Drawing Hand

There's a really cool screen saver at http://www.drawinghand.com. It displays a hand, drawing pictures on your screen. Really nice pictures, Vipers, landscapes, fish. It runs, unfortunately, only on Windows.

It's interesting to watch the hand draw: it is tracing the actual actions of the "artist" who drew the pictures. The approach is generally to outline the objects, or sketch them into the background, fill them with a solid color, then go over them refining and refining. The hand skips around, working a while on one area, then moving to another area.

The picture seems almost to be coming into being, coming out of the fog.
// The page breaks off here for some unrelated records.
PR #2229, opened 2018-06-01
Fixing a bug the causes FaceOrigin collections to face the wrong direction when collections are rotated (and some bonuses)

Ecnassianer:
This is a pull request for the completion of my proposal:
https://github.com/Microsoft/MixedRealityToolkit-Unity/issues/2227

PR #2606, opened 2018-08-17
MRTK SDK UX - ObjectCollection

radicalad:
Overview:
Porting ObjectCollection to the vNext branch. Allow users to easily arrange items in a grid in various volumes (planes, spheres, cylinders).

Changes:
Abstracted original ObjectCollection to a BaseCollection class. This makes for a good pattern to extend from in the future. Additionally, the custom editor script is now inherited by all children.

To use BaseCollection:
Inherit BaseCollection and override the abstract method LayoutChildren(). Easy as that.


Assets/MixedRealityToolkit-SDK/Features/UX/Scripts/Collections/BaseCollection.cs
```diff
@@ -0,0 +1,134 @@
...
+
+namespace Microsoft.MixedReality.Toolkit.SDK.UX.Collections
+{
+    public abstract class BaseCollection : MonoBehaviour
+    {
+        #region public members
+        /// <summary>
+        /// Action called when collection is updated
+        /// </summary>
+        public Action<BaseCollection> OnCollectionUpdated;
```
StephenHodgson: Should we update this to be an event routed through the MRTK?

Assets/MixedRealityToolkit-SDK/Features/UX/Scripts/Collections/BaseCollection.cs
```diff
@@ -0,0 +1,134 @@
...
+        /// <summary>
+        /// List of objects with generated data on the object.
+        /// </summary>
+        [HideInInspector]
+        public List<CollectionNode> NodeList = new List<CollectionNode>();
+
+        /// <summary>
+        /// Whether to treat inactive transforms as 'invisible'
+        /// </summary>
+        public bool IgnoreInactiveTransforms = true;
```
StephenHodgson: fields should not be public. Please update them to be private and serialized. If a field needs to be accessed outside of the scope of the class, please add a property accessor.

Assets/MixedRealityToolkit-SDK/Features/UX/Scripts/Collections/CollectionEnums/LayoutTypeEnum.cs
```diff
@@ -0,0 +1,16 @@
...
+// Licensed under the MIT License. See LICENSE in the project root for license information.
+
+namespace Microsoft.MixedReality.Toolkit.SDK.UX.Collections
+{
+    /// <summary>
+    /// Collection layout type enum
+    /// </summary>
+    public enum LayoutTypeEnum
+    {
+        ColumnThenRow,          // Sort by column, then by row
```
StephenHodgson: These comments could be summary tags instead.

Assets/MixedRealityToolkit-SDK/Features/UX/Scripts/Collections/CollectionEnums/SurfaceTypeEnum.cs
```diff
@@ -0,0 +1,16 @@
+﻿// Copyright (c) Microsoft Corporation. All rights reserved.
+// Licensed under the MIT License. See LICENSE in the project root for license information.
+
+namespace Microsoft.MixedReality.Toolkit.SDK.UX.Collections
+{
+    /// <summary>
+    /// The type of surface to map the collect to.
+    /// </summary>
+    public enum SurfaceTypeEnum
```
StephenHodgson: Some of these enums should probably be defined in the mrtk core

Assets/MixedRealityToolkit-SDK/Features/UX/Scripts/Collections/BaseCollection.cs
```diff
@@ -0,0 +1,134 @@
...
+        /// Type of sorting to use.
+        /// </summary>
+        [Tooltip("Type of sorting to use")]
+        public SortTypeEnum SortType = SortTypeEnum.None;
+        #endregion
+
+
+        public virtual void UpdateCollection()
+        {
+
```
davidkline-ms: nit: extra line

Assets/MixedRealityToolkit-SDK/Features/UX/Scripts/Collections/CollectionNode.cs
```diff
@@ -0,0 +1,21 @@
...
+using System;
+using UnityEngine;
+
+namespace Microsoft.MixedReality.Toolkit.SDK.UX.Collections
+{
+    /// <summary>
+    /// Collection node is a data storage class for individual data about an object in the collection.
+    /// </summary>
+    [Serializable]
+    public class CollectionNode
```
StephenHodgson: Should this be a struct?

Assets/MixedRealityToolkit-SDK/Features/UX/Scripts/Collections/BaseCollection.cs
```diff
@@ -0,0 +1,134 @@
...
+            // Check for empty nodes and remove them
+            List<CollectionNode> emptyNodes = new List<CollectionNode>();
+
+            for (int i = 0; i < NodeList.Count; i++)
+            {
+                if (NodeList[i].transform == null || (IgnoreInactiveTransforms && !NodeList[i].transform.gameObject.activeSelf) || NodeList[i].transform.parent == null || !(NodeList[i].transform.parent.gameObject == this.gameObject))
```
davidkline-ms: code style: I don't believe we have been using "this." in the toolkit.

Assets/MixedRealityToolkit-SDK/Features/UX/Scripts/Collections/Editor/BaseCollectionEditor.cs
```diff
@@ -0,0 +1,26 @@
+﻿// Copyright (c) Microsoft Corporation. All rights reserved.
+// Licensed under the MIT License. See LICENSE in the project root for license information.
+
+using UnityEngine;
+using UnityEditor;
+
+
+namespace Microsoft.MixedReality.Toolkit.SDK.UX.Collections
```
StephenHodgson: `namespace Microsoft.MixedReality.Toolkit.SDK.UX.Inspectors.Collections`

Also, please update the editor folder name to be `Inspectors` instead.

Assets/MixedRealityToolkit-SDK/Features/UX/Scripts/Collections/Editor/BaseCollectionEditor.cs
```diff
@@ -0,0 +1,26 @@
...
+{
+    [CustomEditor( typeof(BaseCollection), true )]
+    public class CollectionEditor : Editor
+    {
+        public override void OnInspectorGUI()
+        {
+            // Draw the default
+            base.OnInspectorGUI();
```
StephenHodgson: Let's go ahead and grab all the properties off the object so we can have a clean inspector.

Assets/MixedRealityToolkit-SDK/Features/UX/Scripts/Collections/GridCollection.cs
```diff
@@ -0,0 +1,451 @@
...
+    /// </summary>
+    public class GridCollection : BaseCollection
+    {
+        #region public members
+
+        /// <summary>
+        /// Type of surface to map the collection to.
+        /// </summary>
+        [Tooltip("Type of surface to map the collection to")]
+        public SurfaceTypeEnum SurfaceType = SurfaceTypeEnum.Plane;
```
StephenHodgson: I'm pretty sure some of these enums are already defined in core.

Assets/MixedRealityToolkit-SDK/Features/UX/Scripts/Collections/BaseCollection.cs
```diff
@@ -0,0 +1,134 @@
+﻿// Copyright (c) Microsoft Corporation. All rights reserved.
+// Licensed under the MIT License. See LICENSE in the project root for license information.
+
+using System;
+using System.Collections.Generic;
+using UnityEngine;
+
+namespace Microsoft.MixedReality.Toolkit.SDK.UX.Collections
+{
+    public abstract class BaseCollection : MonoBehaviour
```
StephenHodgson: Should we have a collection interface?

Assets/MixedRealityToolkit-SDK/Features/UX/Scripts/Collections/BaseCollection.cs
```diff
@@ -0,0 +1,134 @@
...
+            LayoutChildren();
+
+            if (OnCollectionUpdated != null)
+            {
+                OnCollectionUpdated.Invoke(this);
+            }
+        }
+
+        /// <summary>
+        /// Internal function to check if a node exists in the NodeList.
```
davidkline-ms: Don't need to mention the function is internal. It is marked private

Assets/MixedRealityToolkit-SDK/Features/UX/Scripts/Collections/BaseCollection.cs
```diff
@@ -0,0 +1,134 @@
...
+                    {
+                        return true;
+                    }
+                }
+            }
+            return false;
+        }
+
+        /// <summary>
+        /// Protected Internal function for laying out all children when UpdateCollection is called.
```
davidkline-ms: Similar to the earlier comment. No need to specify the visibility in the comments

Assets/MixedRealityToolkit-SDK/Features/UX/Scripts/Collections/CollectionEnums/LayoutTypeEnum.cs
```diff
@@ -0,0 +1,16 @@
+﻿// Copyright (c) Microsoft Corporation. All rights reserved.
+// Licensed under the MIT License. See LICENSE in the project root for license information.
+
+namespace Microsoft.MixedReality.Toolkit.SDK.UX.Collections
+{
+    /// <summary>
+    /// Collection layout type enum
+    /// </summary>
+    public enum LayoutTypeEnum
```
davidkline-ms: Rename to ObjectCollectionLayoutType (or similar)?

Assets/MixedRealityToolkit-SDK/Features/UX/Scripts/Collections/CollectionEnums/OrientTypeEnum.cs
```diff
@@ -0,0 +1,17 @@
+﻿// Copyright (c) Microsoft Corporation. All rights reserved.
+// Licensed under the MIT License. See LICENSE in the project root for license information.
+
+namespace Microsoft.MixedReality.Toolkit.SDK.UX.Collections
+{
+    /// <summary>
+    /// Orientation type enum for collections
+    /// </summary>
+    public enum OrientTypeEnum
```
davidkline-ms: ObjectCollectionOrientationType? Or, if more generic than that, OrientationType and move to a common location

Assets/MixedRealityToolkit-SDK/Features/UX/Scripts/Collections/CollectionEnums/SortTypeEnum.cs
```diff
@@ -0,0 +1,17 @@
+﻿// Copyright (c) Microsoft Corporation. All rights reserved.
+// Licensed under the MIT License. See LICENSE in the project root for license information.
+
+namespace Microsoft.MixedReality.Toolkit.SDK.UX.Collections
+{
+    /// <summary>
+    /// Sorting type for collections
+    /// </summary>
+    public enum SortTypeEnum
```
davidkline-ms: Rename to ObjectCollectionSortType?

Assets/MixedRealityToolkit-SDK/Features/UX/Scripts/Collections/CollectionEnums/SurfaceTypeEnum.cs
davidkline-ms: ObjectOrientationSurfaceType?

radicalad: Any guidance on organizational structure? _Core.Utilities.Enums? SortType and OrientType seem to be the most useful.

Assets/MixedRealityToolkit-SDK/Features/UX/Scripts/Collections/CollectionNode.cs
davidkline-ms: ObjectCollectionNode?

Assets/MixedRealityToolkit-SDK/Features/UX/Scripts/Collections/Editor/BaseCollectionEditor.cs
```diff
@@ -0,0 +1,26 @@
...
+// Licensed under the MIT License. See LICENSE in the project root for license information.
+
+using UnityEngine;
+using UnityEditor;
+
+
+namespace Microsoft.MixedReality.Toolkit.SDK.UX.Collections
+{
+    [CustomEditor( typeof(BaseCollection), true )]
+    public class CollectionEditor : Editor
```
davidkline-ms: BaseObjectCollectionInspector?

Assets/MixedRealityToolkit-SDK/Features/UX/Scripts/Collections/Editor/BaseCollectionEditor.cs
```diff
@@ -0,0 +1,26 @@
+﻿// Copyright (c) Microsoft Corporation. All rights reserved.
+// Licensed under the MIT License. See LICENSE in the project root for license information.
+
+using UnityEngine;
+using UnityEditor;
+
+
```
davidkline-ms: nit: extra line

Assets/MixedRealityToolkit-SDK/Features/UX/Scripts/Collections/GridCollection.cs
```diff
@@ -0,0 +1,451 @@
...
+
+        /// <summary>
+        /// Should the objects in the collection face the origin of the collection
+        /// </summary>
+        [Tooltip("Should the objects in the collection be rotated / how should they be rotated")]
+        public OrientTypeEnum OrientType = OrientTypeEnum.FaceOrigin;
```
davidkline-ms: code style: public property with private backing field

Assets/MixedRealityToolkit-SDK/Features/UX/Scripts/Collections/GridCollection.cs
radicalad: I didn't see any existing enums when I did a search -> related to the previous comment. Which should we pull in?

Assets/MixedRealityToolkit-SDK/Features/UX/Scripts/Collections/CollectionEnums/SurfaceTypeEnum.cs
StephenHodgson: `_Core.Definitions.Utilities`

StephenHodgson: That's where most of our enums are defined.

Assets/MixedRealityToolkit-SDK/Features/UX/Scripts/Collections/GridCollection.cs
StephenHodgson: No worries, I just wanted to double check. I couldn't find any either. The only one that looks similar is PivotAxis, but I think these area all good here.

Assets/MixedRealityToolkit-SDK/Features/UX/Scripts/Collections/BaseCollection.cs
radicalad: What are you thinking would be included in it vs the base class? LayoutChildren()?

Assets/MixedRealityToolkit-SDK/Features/UX/Scripts/Collections/CollectionNode.cs
StephenHodgson: If we end up changing this to a struct we should also move it to the core/definitions/utilities folder

Assets/MixedRealityToolkit-SDK/Features/UX/Scripts/Collections/BaseCollection.cs
StephenHodgson: Anything that defines a collection.

Assets/MixedRealityToolkit-SDK/Features/UX/Scripts/Collections/CollectionEnums/SurfaceTypeEnum.cs
radicalad: Ah okay, the naming convention changed. Got it.

Assets/MixedRealityToolkit-SDK/Features/UX/Scripts/Collections/Editor/BaseCollectionEditor.cs
StephenHodgson: Folder location should also reflect the namespace I provided above.

Assets/MixedRealityToolkit-SDK/Features/UX/Scripts/Collections/BaseCollection.cs
keveleigh: I'm not what we'd gain that'd be worth the perf impact of routing local events like this through the event system. I'm sure @radicalad knows more about the use of this, it seems to me like mostly the objects in the collection or related objects would care about this event, instead of routing it to every global/modal/etc listener as well.

Assets/MixedRealityToolkit-SDK/Features/UX/Scripts/Collections/CollectionEnums/OrientTypeEnum.cs
StephenHodgson: Sounds pretty generic.

Assets/MixedRealityToolkit-SDK/Features/UX/Scripts/Collections/BaseCollection.cs
StephenHodgson: I was mostly just curious. I don't mind keeping the action, but also adding an event.

radicalad: I'm kinda into it purely for an excuse to get to know the new system better. As far as use case, I get why its there in theory, but I've never used it myself, I almost scrapped it when I revisited it for this PR.

Assets/MixedRealityToolkit-SDK/Features/UX/Scripts/Collections/CollectionNode.cs
radicalad: I realized I have null checks for the CollectionNode list. I switched it back to a class.

StephenHodgson: Why would a node be null?

Assets/MixedRealityToolkit-SDK/Features/UX/Scripts/Collections/BaseCollection.cs
radicalad: Old habits die hard. 😄

Assets/MixedRealityToolkit-SDK/Features/UX/Scripts/Collections/Editor/BaseCollectionEditor.cs
radicalad: Not sure what you mean here. I'm just adding a custom button.

StephenHodgson: Just grab all the serialized properties, and implement them in the gui update. 

If you'd like I can open a PR that does this, if it's still unclear.

Assets/MixedRealityToolkit-SDK/Features/UX/Scripts/Collections/BaseObjectCollection.cs
```diff
@@ -103,21 +117,19 @@ public virtual void UpdateCollection()
...
             for (int i = 0; i < NodeList.Count; i++)
             {
                 if (NodeList[i] != null)
                 {
+
                     if (NodeList[i].transform == node)
                     {
                         return true;
                     }
+
```
StephenHodgson: extra lines?

Assets/MixedRealityToolkit-SDK/Features/UX/Scripts/Collections/BaseObjectCollection.cs
```diff
@@ -0,0 +1,143 @@
...
+                }
+            }
+            return false;
+        }
+
+        /// <summary>
+        /// Protected Internal function for laying out all children when UpdateCollection is called.
+        /// </summary>
+        protected virtual void LayoutChildren() { }
```
StephenHodgson: abstract ?

Assets/MixedRealityToolkit-SDK/Features/UX/Scripts/Collections/GridObjectCollection.cs
```diff
@@ -0,0 +1,482 @@
...
+            float yAngle = -(source.y / circumferenc) * 360f;
+
+            Quaternion rot = Quaternion.Euler(yAngle, xAngle, 0.0f);
+            newPos = rot * newPos;
+
+            return newPos;
+        }
+
+        // Internal function for getting the relative mapping based on a source Vec3 and a radius for cylinder mapping.
+        // source to be mapped to cylinder, Radius for the radius of the cylinder
```
StephenHodgson: Should these be xml format?

```
/// <summary>
/// Comments
/// </summary>
```

Assets/MixedRealityToolkit-SDK/Features/UX/Scripts/Collections/GridObjectCollection.cs
```diff
@@ -0,0 +1,482 @@
...
+                    {
+                        IterateScatterPacking(NodeList, Radius);
+                    }
+                    break;
+            }
+        }
+
+        // Internal function for getting the relative mapping based on a source Vec3 and a radius for spherical mapping.
+        // The source to be mapped to sphere, radius the radius of the sphere</param>
+        private Vector3 SphericalMapping(Vector3 source, float radius)
```
StephenHodgson: Seems like a nice vector 3 math extension...

radicalad:
Updates made. Left CollectionNode is a class -> had some value assignment issues with structs being immutable. Left the public Action alone as well as the protected virtual method LayoutChildren. The base class approach will give more for free (not needing to implement UpdateCollection() etc) vs an interface.

Assets/MixedRealityToolkit-SDK/Features/UX/Scripts/Collections/GridObjectCollection.cs
```diff
@@ -0,0 +1,482 @@
...
+        public float Width
+        {
+            get { return width; }
+        }
+
+        public float Height
+        {
+            get { return height; }
+        }
+        #endregion
```
StephenHodgson: we've been adding the name of the region at the beginning and end to help identify them better.

Assets/MixedRealityToolkit-SDK/Features/UX/Scripts/Collections/BaseObjectCollection.cs
radicalad: good catch.

Assets/MixedRealityToolkit-SDK/Features/UX/Scripts/Collections/GridObjectCollection.cs
```diff
@@ -0,0 +1,482 @@
...
+            }
+
+            switch (SurfaceType)
+            {
+                case ObjectOrientationSurfaceType.Plane:
+                    for (int i = 0; i < NodeList.Count; i++)
+                    {
+                        newPos = nodeGrid[i];
+                        NodeList[i].transform.localPosition = newPos;
+                        switch (OrientType)
```
StephenHodgson: With all these nested switch statements, let's call a method instead and pass any values it needs to it.

Assets/MixedRealityToolkit-SDK/Features/UX/Scripts/Collections/GridObjectCollection.cs
```diff
@@ -0,0 +1,482 @@
...
+                    {
+                        return true;
+                    }
+                }
+            }
+            return false;
+        }
+
+        // Internal function for randomized mapping based on a source Vec3 and a radius for randomization distance.
+        private Vector3 ScatterMapping(Vector3 source, float radius)
```
StephenHodgson: This could also be a handy vector 3 extension.

Assets/MixedRealityToolkit-SDK/Features/UX/Scripts/Collections/GridObjectCollection.cs
```diff
@@ -0,0 +1,482 @@
...
+        }
+
+
+        // Internal function to pack randomly spaced nodes so they don't overlap
+        // Usually requires about 25 iterations for decent packing
+        private void IterateScatterPacking(List<ObjectCollectionNode> nodes, float radiusPadding)
+        {
+            // Sort by closest to center (don't worry about z axis)
+            // Use the position of the collection as the packing center
+            nodes.Sort(delegate (ObjectCollectionNode circle1, ObjectCollectionNode circle2) {
```
StephenHodgson: let's drop the bracket onto the next line.

StephenHodgson: Could we make this a method instead of a delegate or lamda?

Assets/MixedRealityToolkit-SDK/Features/UX/Scripts/Collections/GridObjectCollection.cs
```diff
@@ -0,0 +1,482 @@
...
+            {
+                case LayoutType.ColumnThenRow:
+                default:
+                    for (int c = 0; c < columns; c++)
+                    {
+                        for (int r = 0; r < Rows; r++)
+                        {
+                            if (cellCounter < NodeList.Count)
+                            {
+                                nodeGrid[cellCounter] = new Vector3((c * CellWidth) - startOffsetX + halfcell.x, -(r * CellHeight) + startOffsetY - halfcell.y, 0f) + (Vector3)((NodeList[cellCounter])).Offset;
```
StephenHodgson: We probably don't need to assign a new vector here, seeing as we create a new grid array anyway.

StephenHodgson: Just assign the x,y,z values

Assets/MixedRealityToolkit-SDK/Features/UX/Scripts/Collections/GridObjectCollection.cs
```diff
@@ -0,0 +1,482 @@
...
+                    break;
+
+                case LayoutType.RowThenColumn:
+                    for (int r = 0; r < Rows; r++)
+                    {
+                        for (int c = 0; c < columns; c++)
+                        {
+                            if (cellCounter < NodeList.Count)
+                            {
+                                nodeGrid[cellCounter] = new Vector3((c * CellWidth) - startOffsetX + halfcell.x, -(r * CellHeight) + startOffsetY - halfcell.y, 0f) + (Vector3)((NodeList[cellCounter])).Offset;
```
StephenHodgson: We probably don't need to assign a new vector here, seeing as we create a new grid array anyway.
We should be able to just set the x,y,z values.

Assets/MixedRealityToolkit-SDK/Features/UX/Scripts/Collections/GridObjectCollection.cs
radicalad: @davidkline-ms marked a change to drop them since they're private/internal. I figured I'd leave the explanation - just removed the XML format.

Assets/MixedRealityToolkit/_Core/Definitions/Utilities/OrientationType.cs
```diff
@@ -0,0 +1,32 @@
...
+        FaceOriginReversed,
+        /// <summary>
+        /// Zero rotation
+        /// </summary>
+        FaceFoward,
+        /// <summary>
+        /// Zero rotation + 180 degrees
+        /// </summary>
+        FaceForwardReversed,
+    }
```
Ecnassianer: Erm, it looks like this is not being ported from the latest version of the object collection. Here are very significant changes I made for the June/July release:
https://github.com/Ecnassianer/MixedRealityToolkit-Unity/commit/945401107c48493cd1e649c5a92090cf4710a7b8#diff-67828c8d64af75261de12e4344488104

Assets/MixedRealityToolkit-SDK/Features/UX/Scripts/Collections/GridObjectCollection.cs
davidkline-ms: I was just looking for "Internal function for getting the ..." to be changed to "Get the ..."

There is no real need to specify the visibility in the comment (it's easy to see in the method signature :)

Assets/MixedRealityToolkit-SDK/Features/UX/Scripts/Collections/CollectionEnums/ObjectOrientationSurfaceType.cs
```diff
@@ -11,6 +11,7 @@ public enum ObjectOrientationSurfaceType
         Cylinder,
         Plane,
         Sphere,
-        Scatter,
+        Radial,
+        Scatter
```
Ecnassianer: Was this reordering intentional? I generally try to avoid renumbering enums when I add a new one, in part because it breaks existing serialized data. But more generally a philosophy of "if it's not broken, don't touch it". :)

Assets/MixedRealityToolkit/_Core/Definitions/Utilities/OrientationType.cs
```diff
@@ -28,5 +28,22 @@ public enum OrientationType
         /// Zero rotation + 180 degrees
         /// </summary>
         FaceForwardReversed,
+        /// <summary>
+        /// Parent Relative Up
+        /// </summary>
+        FaceParentUp,
```
Ecnassianer: We should take the htk->vNext port as an opportunity to rename FaceForward and FaceForwardReversed to FaceParentForward and FaceParentBack.

Assets/MixedRealityToolkit-Examples/Demos/Boundary/Scripts/BoundaryVisualizationDemo.cs
```diff
@@ -5,6 +5,7 @@
 using Microsoft.MixedReality.Toolkit.Internal.EventDatum.Boundary;
 using Microsoft.MixedReality.Toolkit.Internal.Interfaces.BoundarySystem;
 using Microsoft.MixedReality.Toolkit.Internal.Managers;
+using Microsoft.MixedReality.Toolkit.Internal.Utilities;
```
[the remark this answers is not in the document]
radicalad: They showed up when I did a merge with the latest mrtk_development branch.

Assets/MixedRealityToolkit/_Core/EventDatum/Boundary/BoundaryEventData.cs
```diff
@@ -11,15 +11,6 @@ namespace Microsoft.MixedReality.Toolkit.Internal.EventDatum.Boundary
...
     {
-        ///// <summary>
-        ///// Is the ceiling being visualized by the boundary system.
-        ///// </summary>
-        ///// <remarks>
-        ///// The boundary system defines the ceiling as a plane set at <see cref="IMixedRealityBoundarySystem.BoundaryHeight"/> above the floor.
-        ///// </remarks>
-        // todo: coming in Beta
-        // public bool IsCeilingVisualized { get; private set; }
-
```
Ecnassianer: I think perhaps this should not appear in this diff?

Assets/MixedRealityToolkit/_Core/Utilities/MathUtilities.cs
```diff
@@ -439,5 +439,19 @@ public static float RadiansToDegrees(float radians)
...
+
+        /// <summary>
+        /// Calculates the angle (at pointA) between two, two-dimensional points.
+        /// </summary>
+        /// <param name="pointA">The first point.</param>
+        /// <param name="pointB">The second point.</param>
+        /// <returns>
+        /// The angle between the two points.
+        /// </returns>
+        public static float GetAngleBetween(Vector2 pointA, Vector2 pointB)
```
Ecnassianer: Is this different from Vector2.Angle? https://docs.unity3d.com/ScriptReference/Vector2.Angle.html If so, include the difference in the summary text, since it's not immediately apparent to me what the difference is.

Assets/MixedRealityToolkit/_Core/Definitions/Utilities/SortType.cs
```diff
@@ -0,0 +1,32 @@
+﻿// Copyright (c) Microsoft Corporation. All rights reserved.
+// Licensed under the MIT License. See LICENSE in the project root for license information.
+
+namespace Microsoft.MixedReality.Toolkit.Internal.Definitions.Utilities
+{
+    /// <summary>
+    /// Sorting type for collections
+    /// </summary>
+    public enum SortType
```
Ecnassianer: This is too generic of a name. "SortType" seems like it should have entries for QuickSort, BubbleSort, MergeSort etc. This should be something like:
3DSortType
SpatialSortType
VolumetricSortType
PositionalSortingType
GameObjectSortType

Ecnassianer: Does vNext end enum names with "Enum"? i.e, SortTypeEnum. I've seen both in htk (SortType and SortTypeEnum), but I'm not sure what the guideline is for vNext.

Assets/MixedRealityToolkit-Examples/Demos/Boundary/Scripts/BoundaryVisualizationDemo.cs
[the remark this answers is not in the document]
Ecnassianer: I think the best way to not have this happen is this:
1) Always keep your fork's mrtk_development free of any changes.
2) When you want to update, merge Microsoft's mrtk_development into your fork's, and it will automatically fast forward with no merge to deal with. Beautiful clean.
3) Create your changes in a branch based on your fork's mrtk_development, don't ever* merge into it.
4) Whenever you get an update from Microsoft's fork, *rebase* your branch to the new tip of your fork's updated mrtk_development branch.

Assets/MixedRealityToolkit/_Core/Definitions/Utilities/SortType.cs
StephenHodgson: Type is the suffix we've been going with. But I'm fine with either as long as we make a decision.

Assets/MixedRealityToolkit-Examples/Demos/Boundary/Scripts/BoundaryVisualizationDemo.cs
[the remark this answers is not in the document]
radicalad: Yep, that's what I followed, not sure why all of this stuff showed up. I'll try to revert and see what I can do.

Assets/MixedRealityToolkit/_Core/Definitions/Utilities/SortType.cs
radicalad: Thats what I thought too, but going through everything, I didn't find any enum suffixes so i've since renamed everything. Personally, I feel having the suffix helps with self-documentation.

radicalad: How About CollationOrderType. Technically this isn't for sorting - you need an order in which to sort.

radicalad:
Okay, sorry about the crazy merge history. We should be good now. I might have missed something as I rolled WAY back to get to a clean spot. Notable change: added the ...Enum suffix to any enum I'm modifying or adding.

Assets/MixedRealityToolkit/_Core/Definitions/Utilities/SortType.cs
Ecnassianer: That feels like a synonym for "sort" to me? And it doesn't actually clarify what these are used for. =/

Maybe we're barking at the wrong tree by calling it a sort. Should it be something like SpatialLayoutType instead? SpatialPatternType? 3DLayoutType?

Assets/MixedRealityToolkit-SDK/Features/UX/Scripts/Collections/GridObjectCollection.cs
```diff
@@ -0,0 +1,446 @@
...
+            startOffsetY = (rows * 0.5f) * CellHeight;
+            halfCell = new Vector2(CellWidth * 0.5f, CellHeight * 0.5f);
+
+            // First start with a grid then project onto surface
+            ResolveGridLayout(nodeGrid, startOffsetX, startOffsetY, layout);
+
+            switch (SurfaceType)
+            {
+                case ObjectOrientationSurfaceTypeEnum.Plane:
+                    for (int i = 0; i < NodeList.Count; i++)
```
Ecnassianer: Would this inheritance be more useful if each SurfaceType called an overridable function? That way you would just override the behaviors you wanted differently, and could leave the rest of the LayoutChildren() function alone?

Ecnassianer: Just seems like this is a huge block of functionality to override. :) (I am lazy)

Assets/MixedRealityToolkit-SDK/Features/UX/Scripts/Collections/GridObjectCollection.cs
```diff
@@ -0,0 +1,446 @@
...
+                            // Make the radius a default value
+                            // TODO move this into a public field ?
+                            NodeList[i].Radius = 1f;
+                        }
+                        NodeList[i].transform.localPosition = newPos;
+                        UpdateNodeFacing(NodeList[i], orientType, newPos);
+                    }
+
+                    // Iterate [x] times
+                    // TODO move center, iterations and padding into a public field
```
Ecnassianer: Is this TODO still relevant? I'm not sure what it's referring to

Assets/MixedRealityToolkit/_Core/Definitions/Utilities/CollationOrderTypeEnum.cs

In XP we DoTheSimplestThingThatCouldPossiblyWork. Sometimes people object to this because you are building a haywire, overly-specific, insufficient chunk of code. The DrawingHand is a metaphor for why this works.

Today a couple of the C3 developers came to talk with me. They were having trouble, felt buried. They had gone to ask the customer whether they needed to break out a whole bunch of numbers, and they didn't know how to compute the numbers, or how they really should be broken out. They had taken too big a bite.

I suggested that they forget they had asked the question. One of them looked at me and said we had to do it because the customer wanted it. I agreed, and said we shouldn't do it anyway.

To see how to compute the numbers, we needed to build a simple structure of parts, bins, and stations, that got the right answers. They had the tests and needed to get the correct values. Then (and IMO only then) they could worry about how to tag the numbers for classification, probably by building in more bins.

The DrawingHand was drawing the Viper on the screen as I spoke with them. I pointed to it and told them to watch. The hand laid in a big blob of a single red, representing the Viper's hood. It was rough around the edges and didn't look much like a car. As we watched, it went back and forth, adding a darker red for shadows, a lighter red for highlights, even some white for reflections. A stupid-looking sketch of the Viper turns almost to photo quality as you watch. You can almost imagine yourself drawing the picture, because you can see what the hand does, and you can see why. "Oh, he's putting in the shadows in the grille."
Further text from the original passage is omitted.